= Beginning of Section =

PR #2077, opened 2022-09-26
Add liveness and readiness probes to injected sidecar

### LINKED ISSUE #1202: Readiness probes missing from the injected sidecar container

MacroPower:
Signed-off-by: Jacob Colvin <jacobcolvin1@gmail.com>

Fixes #1202

This PR is mainly just taking code from #1230 which was unfortunately abandoned.

I believe I've fixed all of the issues with #1230, which involved:
- Changing `Handler` to `ProbeHandler`.
- Skipping checks for conflicting ports on the agent container. (Without this, it seems that probes could not be added if a deployment was restarted/upgraded, because the port was already used on the deployment from the last injection.)

### DIFF
--- a/pkg/inject/sidecar.go
+++ b/pkg/inject/sidecar.go
@@ -10,6 +10,7 @@ import (
 	"github.com/spf13/viper"
 	appsv1 "k8s.io/api/apps/v1"
 	corev1 "k8s.io/api/core/v1"
+	"k8s.io/apimachinery/pkg/util/intstr"
 	"sigs.k8s.io/controller-runtime/pkg/log"
 
 	v1 "github.com/jaegertracing/jaeger-operator/apis/v1"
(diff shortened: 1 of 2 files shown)


frzifus (approved):
thanks @MacroPower! LGTM what do you think @rubenvp8510 ?

pkg/inject/sidecar.go
```diff
@@ -309,6 +310,31 @@ func container(jaeger *v1.Jaeger, dep *appsv1.Deployment, agentIdx int) corev1.C
...
+
+	if isContainerPortAvailable(adminPort, dep) {
+		containerDefinition.LivenessProbe = &corev1.Probe{
+			ProbeHandler: corev1.ProbeHandler{
+				HTTPGet: &corev1.HTTPGetAction{
+					Path: "/",
+					Port: intstr.FromInt(int(adminPort)),
+				},
+			},
+			InitialDelaySeconds: 5,
```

= End of Section =

▶ [Brief]:
Count the lines in the records above that contain the word "ProbeHandler", and report only that number.

▶ [Exercise result]:
2